_What you should do_
Print the lines of the data, starting with the first, up to and including the line where "noahdietz: This was" appears.

_Data provided_
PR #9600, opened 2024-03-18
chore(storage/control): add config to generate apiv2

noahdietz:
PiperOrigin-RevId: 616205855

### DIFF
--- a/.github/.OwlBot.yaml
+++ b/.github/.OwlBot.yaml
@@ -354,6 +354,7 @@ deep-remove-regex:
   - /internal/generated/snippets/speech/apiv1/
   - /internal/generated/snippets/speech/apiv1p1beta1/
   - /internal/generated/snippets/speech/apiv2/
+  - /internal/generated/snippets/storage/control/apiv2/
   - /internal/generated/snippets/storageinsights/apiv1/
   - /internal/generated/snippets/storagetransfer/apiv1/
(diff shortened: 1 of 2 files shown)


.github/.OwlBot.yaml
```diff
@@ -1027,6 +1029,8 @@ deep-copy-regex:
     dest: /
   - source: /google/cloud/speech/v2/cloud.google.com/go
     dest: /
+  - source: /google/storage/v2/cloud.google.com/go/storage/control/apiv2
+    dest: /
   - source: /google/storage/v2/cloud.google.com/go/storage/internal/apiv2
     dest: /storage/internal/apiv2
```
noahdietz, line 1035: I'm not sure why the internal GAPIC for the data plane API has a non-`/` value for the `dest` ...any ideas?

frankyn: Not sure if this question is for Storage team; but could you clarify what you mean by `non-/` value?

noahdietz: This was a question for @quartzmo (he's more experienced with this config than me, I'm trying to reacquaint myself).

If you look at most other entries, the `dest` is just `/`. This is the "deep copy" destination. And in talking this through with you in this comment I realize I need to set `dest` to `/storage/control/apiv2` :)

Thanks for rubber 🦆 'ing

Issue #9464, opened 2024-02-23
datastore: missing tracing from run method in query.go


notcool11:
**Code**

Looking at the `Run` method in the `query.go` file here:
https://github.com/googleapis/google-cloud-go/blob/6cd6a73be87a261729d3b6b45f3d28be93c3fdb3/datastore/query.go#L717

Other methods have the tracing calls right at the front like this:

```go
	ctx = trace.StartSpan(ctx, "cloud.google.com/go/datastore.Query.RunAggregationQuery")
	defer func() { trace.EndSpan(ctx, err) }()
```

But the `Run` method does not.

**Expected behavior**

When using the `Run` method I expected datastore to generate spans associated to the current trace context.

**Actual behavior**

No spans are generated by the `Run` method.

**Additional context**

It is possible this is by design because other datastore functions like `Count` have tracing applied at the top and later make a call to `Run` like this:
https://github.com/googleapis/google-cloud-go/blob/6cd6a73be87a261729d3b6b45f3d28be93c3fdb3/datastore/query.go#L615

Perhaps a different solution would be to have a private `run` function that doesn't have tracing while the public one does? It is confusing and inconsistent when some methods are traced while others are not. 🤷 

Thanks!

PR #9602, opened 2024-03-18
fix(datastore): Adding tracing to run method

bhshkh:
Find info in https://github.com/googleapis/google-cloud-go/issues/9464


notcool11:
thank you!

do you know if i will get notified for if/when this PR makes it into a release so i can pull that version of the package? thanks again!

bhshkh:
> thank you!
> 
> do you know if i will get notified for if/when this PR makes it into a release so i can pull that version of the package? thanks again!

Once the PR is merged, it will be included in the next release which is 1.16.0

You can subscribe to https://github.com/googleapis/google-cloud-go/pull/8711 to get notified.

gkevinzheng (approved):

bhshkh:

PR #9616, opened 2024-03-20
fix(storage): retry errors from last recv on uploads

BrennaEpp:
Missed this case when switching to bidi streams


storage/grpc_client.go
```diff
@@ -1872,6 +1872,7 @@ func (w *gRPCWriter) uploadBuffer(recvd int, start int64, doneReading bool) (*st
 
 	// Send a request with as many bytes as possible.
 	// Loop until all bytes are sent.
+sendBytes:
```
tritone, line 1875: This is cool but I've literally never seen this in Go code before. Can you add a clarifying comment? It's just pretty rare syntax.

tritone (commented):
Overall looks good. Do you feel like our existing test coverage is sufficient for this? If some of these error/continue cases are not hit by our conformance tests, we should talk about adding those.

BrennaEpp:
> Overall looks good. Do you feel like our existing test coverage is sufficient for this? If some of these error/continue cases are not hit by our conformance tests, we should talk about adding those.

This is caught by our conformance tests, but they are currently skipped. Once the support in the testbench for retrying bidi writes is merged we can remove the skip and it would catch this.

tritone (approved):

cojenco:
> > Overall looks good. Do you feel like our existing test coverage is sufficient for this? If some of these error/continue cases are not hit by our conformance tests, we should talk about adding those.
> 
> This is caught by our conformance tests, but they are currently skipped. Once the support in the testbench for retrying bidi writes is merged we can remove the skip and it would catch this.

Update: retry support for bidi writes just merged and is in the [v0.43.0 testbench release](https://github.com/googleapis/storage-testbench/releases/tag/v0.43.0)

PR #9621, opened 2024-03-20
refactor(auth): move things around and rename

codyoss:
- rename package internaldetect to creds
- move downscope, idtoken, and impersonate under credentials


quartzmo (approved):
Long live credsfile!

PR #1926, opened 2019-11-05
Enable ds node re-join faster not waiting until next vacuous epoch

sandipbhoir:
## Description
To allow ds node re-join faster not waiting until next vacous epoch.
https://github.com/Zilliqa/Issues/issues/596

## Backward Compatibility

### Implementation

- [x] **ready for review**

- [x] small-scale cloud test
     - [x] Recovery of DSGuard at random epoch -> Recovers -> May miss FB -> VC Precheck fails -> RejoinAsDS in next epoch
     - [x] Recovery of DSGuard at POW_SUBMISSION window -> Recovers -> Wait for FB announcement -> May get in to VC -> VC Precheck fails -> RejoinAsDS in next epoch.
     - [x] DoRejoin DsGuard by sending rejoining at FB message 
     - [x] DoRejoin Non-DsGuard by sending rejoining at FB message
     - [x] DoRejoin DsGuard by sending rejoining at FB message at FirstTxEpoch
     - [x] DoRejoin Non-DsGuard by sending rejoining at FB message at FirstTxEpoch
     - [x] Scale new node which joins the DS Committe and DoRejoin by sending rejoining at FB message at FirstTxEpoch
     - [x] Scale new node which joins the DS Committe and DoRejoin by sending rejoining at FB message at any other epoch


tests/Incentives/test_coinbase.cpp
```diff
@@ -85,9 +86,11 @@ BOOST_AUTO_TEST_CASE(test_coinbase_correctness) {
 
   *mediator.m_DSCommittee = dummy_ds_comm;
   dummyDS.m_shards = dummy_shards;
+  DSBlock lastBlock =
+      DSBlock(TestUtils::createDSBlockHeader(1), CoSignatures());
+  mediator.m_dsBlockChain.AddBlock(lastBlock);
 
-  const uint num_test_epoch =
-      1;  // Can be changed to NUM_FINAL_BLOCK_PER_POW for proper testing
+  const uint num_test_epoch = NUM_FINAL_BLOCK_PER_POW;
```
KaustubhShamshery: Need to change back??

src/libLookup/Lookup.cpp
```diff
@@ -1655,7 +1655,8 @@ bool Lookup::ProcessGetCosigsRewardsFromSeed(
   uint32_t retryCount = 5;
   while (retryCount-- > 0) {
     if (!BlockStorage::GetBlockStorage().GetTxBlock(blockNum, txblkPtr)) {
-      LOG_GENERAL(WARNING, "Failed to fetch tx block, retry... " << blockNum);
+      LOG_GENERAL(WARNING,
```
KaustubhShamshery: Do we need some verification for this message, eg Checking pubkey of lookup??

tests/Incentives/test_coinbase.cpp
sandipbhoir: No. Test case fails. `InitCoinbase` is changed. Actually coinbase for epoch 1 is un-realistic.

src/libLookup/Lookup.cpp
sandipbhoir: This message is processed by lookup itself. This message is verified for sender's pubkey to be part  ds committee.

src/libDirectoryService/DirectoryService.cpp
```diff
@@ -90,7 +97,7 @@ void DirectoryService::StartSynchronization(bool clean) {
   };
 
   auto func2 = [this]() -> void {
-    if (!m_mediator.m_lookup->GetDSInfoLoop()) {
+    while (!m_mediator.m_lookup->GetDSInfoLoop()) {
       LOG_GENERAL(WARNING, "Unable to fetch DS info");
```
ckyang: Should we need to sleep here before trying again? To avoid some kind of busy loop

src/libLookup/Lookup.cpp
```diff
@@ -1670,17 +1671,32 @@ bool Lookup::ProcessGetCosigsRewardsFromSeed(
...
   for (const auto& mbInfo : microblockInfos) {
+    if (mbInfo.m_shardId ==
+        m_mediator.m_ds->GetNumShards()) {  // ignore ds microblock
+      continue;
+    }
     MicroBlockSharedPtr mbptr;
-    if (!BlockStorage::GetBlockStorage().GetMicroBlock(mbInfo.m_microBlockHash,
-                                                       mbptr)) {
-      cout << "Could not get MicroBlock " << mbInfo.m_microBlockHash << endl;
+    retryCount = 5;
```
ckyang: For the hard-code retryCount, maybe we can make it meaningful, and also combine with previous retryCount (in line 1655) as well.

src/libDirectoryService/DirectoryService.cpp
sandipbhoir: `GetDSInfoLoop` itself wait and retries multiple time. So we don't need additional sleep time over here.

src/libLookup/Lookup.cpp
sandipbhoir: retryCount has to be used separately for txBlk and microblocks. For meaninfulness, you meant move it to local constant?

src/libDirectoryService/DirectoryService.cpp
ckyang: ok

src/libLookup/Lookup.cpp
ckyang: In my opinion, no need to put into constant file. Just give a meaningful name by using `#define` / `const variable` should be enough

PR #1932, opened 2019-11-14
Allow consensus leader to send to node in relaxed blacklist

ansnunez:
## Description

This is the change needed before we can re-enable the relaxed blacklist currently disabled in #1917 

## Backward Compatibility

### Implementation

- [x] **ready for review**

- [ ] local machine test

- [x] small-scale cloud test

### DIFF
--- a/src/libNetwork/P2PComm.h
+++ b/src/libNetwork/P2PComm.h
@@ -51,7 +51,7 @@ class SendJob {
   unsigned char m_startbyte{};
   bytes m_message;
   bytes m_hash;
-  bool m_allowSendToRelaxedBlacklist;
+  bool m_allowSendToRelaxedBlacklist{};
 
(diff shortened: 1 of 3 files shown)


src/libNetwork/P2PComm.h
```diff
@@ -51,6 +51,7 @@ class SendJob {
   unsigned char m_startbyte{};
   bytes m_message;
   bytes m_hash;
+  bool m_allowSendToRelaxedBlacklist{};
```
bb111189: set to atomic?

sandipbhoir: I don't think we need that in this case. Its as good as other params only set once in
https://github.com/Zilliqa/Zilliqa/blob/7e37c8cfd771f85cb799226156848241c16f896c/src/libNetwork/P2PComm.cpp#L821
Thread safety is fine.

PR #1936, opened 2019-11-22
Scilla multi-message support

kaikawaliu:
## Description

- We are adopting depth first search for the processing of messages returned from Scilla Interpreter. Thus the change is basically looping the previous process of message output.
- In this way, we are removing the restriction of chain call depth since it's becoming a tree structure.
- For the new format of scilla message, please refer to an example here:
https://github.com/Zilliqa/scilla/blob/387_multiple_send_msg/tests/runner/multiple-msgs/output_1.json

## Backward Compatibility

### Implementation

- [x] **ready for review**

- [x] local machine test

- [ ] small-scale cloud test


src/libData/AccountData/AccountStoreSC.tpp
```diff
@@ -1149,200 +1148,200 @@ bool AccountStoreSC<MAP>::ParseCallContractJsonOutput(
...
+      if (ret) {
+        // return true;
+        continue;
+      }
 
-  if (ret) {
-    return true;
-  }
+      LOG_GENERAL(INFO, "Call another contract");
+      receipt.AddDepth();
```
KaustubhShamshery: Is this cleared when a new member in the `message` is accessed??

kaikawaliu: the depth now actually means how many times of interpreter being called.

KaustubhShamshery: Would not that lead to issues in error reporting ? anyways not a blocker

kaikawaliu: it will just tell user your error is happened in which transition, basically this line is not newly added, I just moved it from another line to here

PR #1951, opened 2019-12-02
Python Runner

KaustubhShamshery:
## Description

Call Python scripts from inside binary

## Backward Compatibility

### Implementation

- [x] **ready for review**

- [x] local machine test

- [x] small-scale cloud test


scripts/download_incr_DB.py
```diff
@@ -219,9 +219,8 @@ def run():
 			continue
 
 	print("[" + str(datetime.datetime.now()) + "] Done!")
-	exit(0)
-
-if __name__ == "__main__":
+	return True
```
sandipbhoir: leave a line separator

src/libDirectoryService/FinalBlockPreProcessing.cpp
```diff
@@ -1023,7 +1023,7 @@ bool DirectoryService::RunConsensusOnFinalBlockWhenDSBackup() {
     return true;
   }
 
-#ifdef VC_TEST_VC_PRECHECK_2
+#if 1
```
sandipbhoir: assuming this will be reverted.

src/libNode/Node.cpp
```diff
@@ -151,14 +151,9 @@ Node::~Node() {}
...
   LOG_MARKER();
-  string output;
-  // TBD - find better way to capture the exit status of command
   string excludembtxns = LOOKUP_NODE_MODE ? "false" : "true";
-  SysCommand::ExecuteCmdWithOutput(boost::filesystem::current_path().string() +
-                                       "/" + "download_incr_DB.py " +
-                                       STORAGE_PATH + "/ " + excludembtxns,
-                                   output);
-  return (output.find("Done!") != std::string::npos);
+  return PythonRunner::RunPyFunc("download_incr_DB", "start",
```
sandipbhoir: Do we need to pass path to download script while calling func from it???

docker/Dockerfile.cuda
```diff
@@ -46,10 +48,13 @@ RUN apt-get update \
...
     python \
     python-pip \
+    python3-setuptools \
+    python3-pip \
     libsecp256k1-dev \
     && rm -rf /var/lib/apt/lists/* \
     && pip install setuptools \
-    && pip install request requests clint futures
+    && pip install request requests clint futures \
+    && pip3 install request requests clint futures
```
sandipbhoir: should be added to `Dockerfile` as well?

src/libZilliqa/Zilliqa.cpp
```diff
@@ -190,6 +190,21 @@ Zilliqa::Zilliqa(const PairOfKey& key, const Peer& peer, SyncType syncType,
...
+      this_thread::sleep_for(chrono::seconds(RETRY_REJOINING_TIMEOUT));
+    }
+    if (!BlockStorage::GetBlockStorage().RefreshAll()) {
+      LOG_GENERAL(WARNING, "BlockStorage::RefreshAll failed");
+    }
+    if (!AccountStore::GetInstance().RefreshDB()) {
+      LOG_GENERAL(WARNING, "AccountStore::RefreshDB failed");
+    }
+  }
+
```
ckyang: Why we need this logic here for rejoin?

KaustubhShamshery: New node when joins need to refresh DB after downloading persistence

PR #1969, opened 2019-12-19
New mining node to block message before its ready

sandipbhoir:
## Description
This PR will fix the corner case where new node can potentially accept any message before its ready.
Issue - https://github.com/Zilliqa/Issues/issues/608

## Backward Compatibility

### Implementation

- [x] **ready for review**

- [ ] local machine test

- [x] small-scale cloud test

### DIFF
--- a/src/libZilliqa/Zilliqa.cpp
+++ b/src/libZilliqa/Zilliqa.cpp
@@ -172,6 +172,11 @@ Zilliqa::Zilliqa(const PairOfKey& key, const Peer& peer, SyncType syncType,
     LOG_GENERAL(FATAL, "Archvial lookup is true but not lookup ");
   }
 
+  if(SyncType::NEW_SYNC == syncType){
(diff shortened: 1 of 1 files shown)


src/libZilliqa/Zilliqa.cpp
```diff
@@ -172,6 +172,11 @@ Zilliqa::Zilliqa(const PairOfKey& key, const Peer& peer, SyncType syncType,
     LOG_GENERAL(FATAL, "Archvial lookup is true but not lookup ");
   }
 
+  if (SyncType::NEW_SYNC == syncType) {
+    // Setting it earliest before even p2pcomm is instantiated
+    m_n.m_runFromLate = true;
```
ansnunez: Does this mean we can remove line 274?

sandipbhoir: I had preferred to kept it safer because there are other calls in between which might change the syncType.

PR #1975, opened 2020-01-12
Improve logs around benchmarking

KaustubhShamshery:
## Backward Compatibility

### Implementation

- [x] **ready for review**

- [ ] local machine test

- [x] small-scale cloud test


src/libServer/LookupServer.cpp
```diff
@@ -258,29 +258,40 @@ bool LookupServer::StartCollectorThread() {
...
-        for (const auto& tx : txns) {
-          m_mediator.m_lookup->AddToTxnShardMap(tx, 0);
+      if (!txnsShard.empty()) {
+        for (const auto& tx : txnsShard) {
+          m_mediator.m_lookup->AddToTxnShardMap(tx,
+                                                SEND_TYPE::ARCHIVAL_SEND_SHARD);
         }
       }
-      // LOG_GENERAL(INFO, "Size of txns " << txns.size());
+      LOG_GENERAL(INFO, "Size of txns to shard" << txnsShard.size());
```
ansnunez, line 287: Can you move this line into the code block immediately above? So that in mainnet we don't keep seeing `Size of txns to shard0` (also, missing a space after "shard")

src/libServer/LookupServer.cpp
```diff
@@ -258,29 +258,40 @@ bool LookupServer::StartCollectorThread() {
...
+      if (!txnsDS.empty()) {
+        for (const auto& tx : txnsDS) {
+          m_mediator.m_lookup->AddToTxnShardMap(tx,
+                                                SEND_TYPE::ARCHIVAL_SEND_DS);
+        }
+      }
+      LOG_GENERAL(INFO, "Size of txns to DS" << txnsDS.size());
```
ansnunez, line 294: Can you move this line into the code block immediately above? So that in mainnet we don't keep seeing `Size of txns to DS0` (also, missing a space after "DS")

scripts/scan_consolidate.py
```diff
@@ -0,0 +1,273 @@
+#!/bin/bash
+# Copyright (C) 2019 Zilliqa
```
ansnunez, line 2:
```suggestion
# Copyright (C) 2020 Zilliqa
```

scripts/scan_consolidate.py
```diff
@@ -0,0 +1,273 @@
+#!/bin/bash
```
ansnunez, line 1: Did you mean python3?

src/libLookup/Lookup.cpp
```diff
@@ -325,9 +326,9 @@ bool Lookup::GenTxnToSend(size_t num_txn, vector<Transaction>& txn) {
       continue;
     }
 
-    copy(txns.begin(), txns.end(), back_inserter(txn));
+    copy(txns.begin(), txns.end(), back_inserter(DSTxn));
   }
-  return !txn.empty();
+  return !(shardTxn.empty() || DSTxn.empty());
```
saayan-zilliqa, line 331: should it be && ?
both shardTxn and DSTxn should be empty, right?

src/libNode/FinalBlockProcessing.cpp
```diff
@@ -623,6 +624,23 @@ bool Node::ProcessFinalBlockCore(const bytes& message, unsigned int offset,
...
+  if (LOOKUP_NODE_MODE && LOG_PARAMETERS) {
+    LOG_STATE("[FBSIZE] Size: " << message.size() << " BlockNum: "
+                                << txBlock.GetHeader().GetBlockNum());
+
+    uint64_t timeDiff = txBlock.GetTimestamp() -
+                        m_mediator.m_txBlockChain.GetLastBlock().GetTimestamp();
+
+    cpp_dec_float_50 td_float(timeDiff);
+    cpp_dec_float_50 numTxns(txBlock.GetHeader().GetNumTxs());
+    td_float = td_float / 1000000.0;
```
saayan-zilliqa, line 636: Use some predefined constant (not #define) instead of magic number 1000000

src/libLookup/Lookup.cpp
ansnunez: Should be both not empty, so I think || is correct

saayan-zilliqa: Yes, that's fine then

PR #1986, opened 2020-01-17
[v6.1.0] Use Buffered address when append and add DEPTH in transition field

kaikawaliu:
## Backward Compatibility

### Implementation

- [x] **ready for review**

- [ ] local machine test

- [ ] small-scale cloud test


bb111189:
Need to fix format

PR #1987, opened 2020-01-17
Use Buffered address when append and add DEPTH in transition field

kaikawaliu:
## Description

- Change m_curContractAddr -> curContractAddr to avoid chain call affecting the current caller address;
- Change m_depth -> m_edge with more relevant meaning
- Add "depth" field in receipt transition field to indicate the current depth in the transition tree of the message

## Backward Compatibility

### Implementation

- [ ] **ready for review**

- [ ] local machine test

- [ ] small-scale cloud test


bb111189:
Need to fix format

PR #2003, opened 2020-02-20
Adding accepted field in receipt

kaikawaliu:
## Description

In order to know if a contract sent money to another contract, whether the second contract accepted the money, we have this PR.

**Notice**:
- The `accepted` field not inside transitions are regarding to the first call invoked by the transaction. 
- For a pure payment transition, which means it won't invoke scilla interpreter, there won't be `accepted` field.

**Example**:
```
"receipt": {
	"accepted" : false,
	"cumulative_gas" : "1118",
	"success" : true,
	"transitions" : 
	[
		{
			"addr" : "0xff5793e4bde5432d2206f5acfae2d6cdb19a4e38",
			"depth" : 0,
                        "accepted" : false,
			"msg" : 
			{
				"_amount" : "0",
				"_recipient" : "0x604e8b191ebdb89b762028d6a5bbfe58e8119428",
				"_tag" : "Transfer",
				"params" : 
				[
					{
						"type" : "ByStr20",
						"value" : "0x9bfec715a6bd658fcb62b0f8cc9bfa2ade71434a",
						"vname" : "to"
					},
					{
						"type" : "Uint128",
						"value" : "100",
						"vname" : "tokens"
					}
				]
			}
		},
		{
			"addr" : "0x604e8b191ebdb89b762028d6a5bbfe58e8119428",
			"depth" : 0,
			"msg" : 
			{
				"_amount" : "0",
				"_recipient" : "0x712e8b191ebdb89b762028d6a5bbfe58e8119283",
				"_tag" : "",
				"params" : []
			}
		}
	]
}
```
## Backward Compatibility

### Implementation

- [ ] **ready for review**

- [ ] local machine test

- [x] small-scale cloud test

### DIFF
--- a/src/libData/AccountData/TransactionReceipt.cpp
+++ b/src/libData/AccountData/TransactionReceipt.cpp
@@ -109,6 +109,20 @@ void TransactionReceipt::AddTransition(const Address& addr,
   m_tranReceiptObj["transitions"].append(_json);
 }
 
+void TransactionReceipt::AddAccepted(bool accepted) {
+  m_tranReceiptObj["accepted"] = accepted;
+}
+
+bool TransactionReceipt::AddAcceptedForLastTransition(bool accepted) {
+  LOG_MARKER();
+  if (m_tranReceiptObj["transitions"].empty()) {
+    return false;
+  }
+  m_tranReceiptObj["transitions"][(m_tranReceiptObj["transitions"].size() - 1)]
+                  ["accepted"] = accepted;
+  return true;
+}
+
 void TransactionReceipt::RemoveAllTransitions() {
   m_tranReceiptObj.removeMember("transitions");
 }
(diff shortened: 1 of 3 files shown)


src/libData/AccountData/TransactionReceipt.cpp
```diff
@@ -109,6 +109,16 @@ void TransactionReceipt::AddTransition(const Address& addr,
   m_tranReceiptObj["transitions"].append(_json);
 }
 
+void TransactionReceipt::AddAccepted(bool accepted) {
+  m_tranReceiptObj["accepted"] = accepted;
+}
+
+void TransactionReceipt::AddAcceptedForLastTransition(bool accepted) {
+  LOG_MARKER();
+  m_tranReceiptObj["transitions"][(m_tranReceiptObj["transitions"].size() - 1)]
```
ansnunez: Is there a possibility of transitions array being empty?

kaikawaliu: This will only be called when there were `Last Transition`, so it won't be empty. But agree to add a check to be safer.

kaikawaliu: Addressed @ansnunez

_Solution to this problem_
PR #9600, opened 2024-03-18
chore(storage/control): add config to generate apiv2

noahdietz:
PiperOrigin-RevId: 616205855

### DIFF
--- a/.github/.OwlBot.yaml
+++ b/.github/.OwlBot.yaml
@@ -354,6 +354,7 @@ deep-remove-regex:
   - /internal/generated/snippets/speech/apiv1/
   - /internal/generated/snippets/speech/apiv1p1beta1/
   - /internal/generated/snippets/speech/apiv2/
+  - /internal/generated/snippets/storage/control/apiv2/
   - /internal/generated/snippets/storageinsights/apiv1/
   - /internal/generated/snippets/storagetransfer/apiv1/
(diff shortened: 1 of 2 files shown)


.github/.OwlBot.yaml
```diff
@@ -1027,6 +1029,8 @@ deep-copy-regex:
     dest: /
   - source: /google/cloud/speech/v2/cloud.google.com/go
     dest: /
+  - source: /google/storage/v2/cloud.google.com/go/storage/control/apiv2
+    dest: /
   - source: /google/storage/v2/cloud.google.com/go/storage/internal/apiv2
     dest: /storage/internal/apiv2
```
noahdietz, line 1035: I'm not sure why the internal GAPIC for the data plane API has a non-`/` value for the `dest` ...any ideas?

frankyn: Not sure if this question is for Storage team; but could you clarify what you mean by `non-/` value?

noahdietz: This was a question for @quartzmo (he's more experienced with this config than me, I'm trying to reacquaint myself).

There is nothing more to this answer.